Marc-André De Sève, président de l'Association canadienne des parajuristes
Marc-André De Sève, président de l'Association canadienne des parajuristes
Parce qu'ils jouent un rôle de plus en plus central, voire capital dans l'administration de la justice, les parajuristes réclament leur incorporation au sein d'un ordre professionnel.

Nous en avons discuté avec le président de l'Association canadienne des parajuristes, Marc-André De Sève.

Droit-Inc : Pourquoi un ordre professionnel?

Marc-André De Sève : On veut permettre une meilleure accessibilité à la justice. Alors que les parajuristes prennent de plus en plus d'importance à plusieurs égards, il y a plusieurs actes qui pourraient être accomplis par des parajuristes : la rédaction de documents, la représentation dans les causes administratives ou aux petites créances sont quelques-uns des exemples où nous jouons déjà ou pouvons jouer un rôle plus important.

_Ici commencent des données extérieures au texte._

PR #363, opened 2023-04-26
Add concurrent downloads to downloader.

s-l-teichmann:
Add `--worker` flag to downloader.

Some sites seems to limit the number of requests per time interval per http client.
This PR adds a flag to download more than one advisory at once via multiple
http clients to speed up the process. By default only two clients are used.

Furthermore this PR also adds the feature to stop the downloader by `Ctrl-C`ing.

When the `ignoresigcheck` flag is set the results of the signature checks are ignored.

Bumped Go to 1.20 to use `errors.Join`.

### DIFF
--- a/cmd/csaf_downloader/downloader.go
+++ b/cmd/csaf_downloader/downloader.go
@@ -154,6 +154,55 @@ func (d *downloader) download(ctx context.Context, domain string) error {
 	})
 }
 
+func (d *downloader) downloadFiles(
+	ctx context.Context,
+	label csaf.TLPLabel,
+	files []csaf.AdvisoryFile,
+) error {
+
+	var (
+		advisoryCh = make(chan csaf.AdvisoryFile)
+		errorCh    = make(chan error)
+		errDone    = make(chan struct{})
+		errs       []error
+		wg         sync.WaitGroup
+	)
+
+	// collect errors
+	go func() {
+		defer close(errDone)
+		for err := range errorCh {
+			errs = append(errs, err)
+		}
+	}()
+
+	var n int
+	if n = d.opts.Worker; n < 1 {
+		n = runtime.NumCPU()
+	}
+
+	for i := 0; i < n; i++ {
+		wg.Add(1)
+		go d.downloadWorker(ctx, &wg, label, advisoryCh, errorCh)
+	}
+
+allFiles:
+	for _, file := range files {
+		select {
+		case advisoryCh <- file:
+		case <-ctx.Done():
+			break allFiles
+		}
+	}
+
+	close(advisoryCh)
+	wg.Wait()
+	close(errorCh)
+	<-errDone
+
+	return errors.Join(errs...)
+}
+
 func (d *downloader) loadOpenPGPKeys(
 	client util.Client,
 	doc any,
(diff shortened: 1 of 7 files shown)


docs/csaf_downloader.md
```diff
@@ -12,6 +12,7 @@ Application Options:
       --version                Display version of the binary
   -v, --verbose                Verbose output
   -r, --rate=                  The average upper limit of https operations per second
+  -w, --worker=                Number of concurrent downloads (default: 1)
```
JanHoefelmeyer, line 15: Maybe add that using not positive or too large numbers will try to use the maximum amount of workers avaible. E.g. 

    If worker is set to 0 or less, the maximum amount of available workers will be used.

Down there with the two other explanatory lines?

cmd/csaf_downloader/main.go
```diff
@@ -10,21 +10,26 @@
...
 	"log"
 	"net/http"
 	"os"
+	"os/signal"
 
 	"github.com/csaf-poc/csaf_distribution/util"
 	"github.com/jessevdk/go-flags"
 )
 
+const defaultWorker = 1
```
bernhardreiter, line 24: Shouldn't we use a default with at least 2 to demonstrate this advantage (and get more testing of it)?

cmd/csaf_downloader/downloader.go
```diff
@@ -391,56 +462,54 @@ func (d *downloader) downloadFiles(label csaf.TLPLabel, files []csaf.AdvisoryFil
...
-	return nil
+func (d *downloader) mkdirAll(path string, perm os.FileMode) error {
+	d.mkdirMu.Lock()
+	defer d.mkdirMu.Unlock()
+	return os.MkdirAll(path, perm)
 }
 
-func (d *downloader) checkSignature(data []byte, sign *crypto.PGPSignature) bool {
+func (d *downloader) checkSignature(data []byte, sign *crypto.PGPSignature) error {
+	if d.opts.Insecure {
```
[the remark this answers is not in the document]
s-l-teichmann: I totally agree. Commit 3da3b4877889e20b7d691c8792fd70e0a186db01 introduces a special flag:
```
--ignoresigcheck         Ignore signature check results, just warn on mismatch
```

docs/csaf_downloader.md
s-l-teichmann: I gave that a second thought and I have removed the CPU stuff entirely.
In commit 3da3b4877889e20b7d691c8792fd70e0a186db01 the lower bound is now 1.

s-l-teichmann:
> Shouldn't we use a default with at least 2 to demonstrate this advantage (and get more testing of it)?

We could ... I'm a bit undecided how conservative our default setting should be. @tschmidtb51 ?

JanHoefelmeyer (dismissed):
LGTM

tschmidtb51:
> Bumped Go to 1.20 to use `errors.Join`.

Please add an extra note for that to the release notes...

tschmidtb51:
> We could ... I'm a bit undecided how conservative our default setting should be. @tschmidtb51 ?

In general, I liked the idea of doing it based on the available CPUs but I understand that this might be harder to explain... IMHO, we should set the default (at least) to `2` but allow to reduce it to `1`.

s-l-teichmann:
> > Bumped Go to 1.20 to use `errors.Join`.
> 
> Please add an extra note for that to the release notes...

Will do.

s-l-teichmann:
> > We could ... I'm a bit undecided how conservative our default setting should be. @tschmidtb51 ?
> 
> In general, I liked the idea of doing it based on the available CPUs but I understand that this might be harder to explain... IMHO, we should set the default (at least) to `2` but allow to reduce it to `1`.

Commit c98fafe0a1598c864519d9ff415d594aaa9b787c sets the default to two.

tschmidtb51 (approved):
LGTM and works

Issue #325, opened 2023-01-30
Implement filename computation


tschmidtb51:
We should implement the filename computation based on the `/document/tracking/id` and use that to check whether the filename is correct. See also [section 5.1](https://docs.oasis-open.org/csaf/csaf/v2.0/os/csaf-v2.0-os.html#51-filename).

Currently, we just check whether the filename contains invalid characters...

tschmidtb51:
Please see [section 5.1]() for instructions on how to implement it.

IMHO, there is also an import remark:
>  The regex `[^+\-a-z0-9]+` can be used to find a character sequence which has to be replaced by an underscore. However, it SHALL NOT be applied before completing the first step.
>
> Even though the underscore _ (0x5F) is a valid character in the filename it is replaced to avoid situations where the conversion rule might lead to multiple consecutive underscores. As a result, a `/document/tracking/id` with the value 2022_#01-A is converted into 2022_01-a instead of 2022__01-a.

bernhard-herzog:
I've started to implement this in the `filename-id` branch.

PR #365, opened 2023-05-11
Check that filename matches /document/tracking/id

bernhard-herzog:
Implement #325: Check that the filename matches the ID according to the
rules in Section 5.1. All places where the code already checks the
filename syntax the code now checks that it also matches the ID.

There's one exception to this in the `csaf_uploader` where the this
additional check is only done when schema checks are enabled. That was
done for simplicity of implementation because only in that case does the
uploader parse the CSAF file.


JanHoefelmeyer (approved):
Works

Issue #251, opened 2022-07-22
Missleading error in requirement 7


mfd2007:
"version": "0.9.4-30-g0375e22",

If the provider-metadata.json is a non-valid json document, the following result is returned.

```
{
          "num": 7,
          "description": "provider-metadata.json",
          "messages": [
            {
              "type": 1,
              "text": "https://csaf-provider-1.csaf/.well-known/csaf/provider-metadata.json not found."
            },
            {
              "type": 1,
              "text": "https://csaf-provider-1.csaf/.well-known/security.txt failed to load."
            },
            {
              "type": 1,
              "text": "https://csaf.data.security.csaf-provider-1.csaf not found."
            },
            {
              "type": 2,
              "text": "No valid provider-metadata.json found."
            },
            {
              "type": 2,
              "text": "STOPPING here - cannot perform other checks."
            }
          ]
        },
```

I would expect a hint that the provider-metadata.json could not be parsed. Verbose-mode prints ```error: no document to extract data from ``` in this case.

bernhardreiter:
@s-l-teichmann did we see this as part of the rework how problems are reported with #304 #305?

JanHoefelmeyer:
Due to https://github.com/csaf-poc/csaf_distribution/pull/370 and the general checker rework, this problem can no longer occur.

Issue #305, opened 2022-11-15
Checker: Summary for provider role


Id3aFly:
Currently the checker issues at our side 3x success ("type": 0) for requirements 8, 9 and 10 with following messages:

"Performed no in-depth test of security.txt."
"Since no valid provider-metadata.json was found, no extended check was performed."
"No check about contents from https://csaf.data.security.DOMAIN performed."

Each message on its own does not look to me like a "success".

Even more, as at least one of requirements 8-10 is required for the CSAF provider, it should somewhere be mentioned, that none of these checks was successful, but at least one is required.

JanHoefelmeyer:
Should be solved by https://github.com/csaf-poc/csaf_distribution/pull/370 and the general checker rework.

PR #370, opened 2023-06-02
Fix pmd crash

JanHoefelmeyer:
Currently, trying to check an invalid provider-metadata.json leads to a crash. (It causes a nullpointerreference when ranging over *domain.Role in line 250 of csaf_checker/processor.go): 

    for _, r := range buildReporters(*domain.Role) {
        r.report(p, domain)
    }

This PR adds logging output that the provider-metadata.json of that domain couldn't be parsed and then continues onto the next domain instead of trying to build relevant reporters.

This should also address https://github.com/csaf-poc/csaf_distribution/issues/251

### DIFF
--- a/cmd/csaf_checker/processor.go
+++ b/cmd/csaf_checker/processor.go
@@ -231,13 +231,16 @@ func (p *processor) run(domains []string) (*Report, error) {
 	}
 
 	for _, d := range domains {
-		if p.checkProviderMetadata(d) {
-			if err := p.checkDomain(d); err != nil {
-				if err == errContinue || err == errStop {
-					continue
-				}
-				return nil, err
+		if !p.checkProviderMetadata(d) {
+			// We cannot build a report if the provider metadata cannot be parsed.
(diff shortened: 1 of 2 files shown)


s-l-teichmann (approved):
LGTM

JanHoefelmeyer:
Since reporters are build based off of the provider-metadata.json, which in turn is not avaible if all lookup methods fail, this PR already solves most of https://github.com/csaf-poc/csaf_distribution/issues/305. All thats left is to give out a warning instead of an error should any singular lookup method not be done, which is the content of https://github.com/csaf-poc/csaf_distribution/pull/370/commits/c3ef8e604c813bb65385b0e1dbbc7d7c85c63096. As such, this PR should also solve https://github.com/csaf-poc/csaf_distribution/issues/305

s-l-teichmann (approved):
LGTM

bernhard-herzog:
LGTM. I tested that the segmentation violation does indeed not occur anymore and the code produces a suitable log message instead

bernhard-herzog (approved):

PR #371, opened 2023-06-02
Fix go.mod and internal dependencies for major verison v2

bernhardreiter:
* Use a "/v2" in the module path to match the git version tag which lead with a 2. Change all mention of the module as dependency internally as well.
 * This is needed so that others can use this code as a dependency, if they want to.

See  https://go.dev/doc/modules/major-version


JanHoefelmeyer (approved):
LGTM

s-l-teichmann (approved):
LGTM ... BTW we currently need at least Go 1.20, but the README still talks about 1.19.1. That should be material for another PR.

PR #388, opened 2023-06-30
Use Set type

s-l-teichmann:
As we are using generics for a while now and we recently introduced
a Set type unify all set operations to that type.


JanHoefelmeyer (approved):
LGTM

ThomasJunk (approved):
LGTM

On veut également que la pratique soit encadrée. Ainsi, tous ceux qui font appel à des parajuristes, et ils sont nombreux—des avocats aux arpenteurs-géomètres en passant par les greffes municipaux et les assureurs—sachent qu'ils font affaire avec des professionnels qualifiés, bien formés et compétents.

Ce serait la garantie que des formations continues sont dispensées, que les connaissances de base soient les mêmes pour tout le monde.

Des exemples venus d'ailleurs?

En Ontario, on a déjà franchi ce pas : les parajuristes fournissent des services juridiques concernant les tribunaux administratifs, les infractions à la législation provinciale, comme les infractions routières, les affaires mineures visées par le Code pénal et les petites créances.

Un ordre est voué à la protection du public. En quoi le public a-t-il besoin de protection?

Il y a des cas documentés où le bien du public n'a pas été bien protégé. On pense par exemple aux parajuristes, dans les Panama Papers, qui ont signé des documents servant à l'évasion fiscale ou qui ont servi de prête-noms selon les ordres de leurs patrons, sans trop oser poser de questions par peur de perdre leur emploi.

Un membre d'un ordre professionnel aurait pu refuser de signer de tels documents en invoquant sa déontologie.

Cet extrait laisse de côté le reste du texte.